Top of The input

PR #240, opened 2022-10-18
Map Square Photographers

maggiehuiliyao:
Implemented the photographers section of buttons of the map square. As a note, in titleFunc, `Map Square: ${photographer["map_square"]}`, it doesn't return the map square due to the fact that the data is missing. Only square 120 has data on which photographers were in the map square due to creating fake test data.

### DIFF
--- a/frontend/components/PhotoViewer.js
+++ b/frontend/components/PhotoViewer.js
@@ -1,7 +1,7 @@
 import React from "react";
 import * as PropTypes from "prop-types";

Bottom of The input

### Exercise requirements
Tell how many lines of the data contain "components". Nothing but the number belongs in the reply.

### Task output
2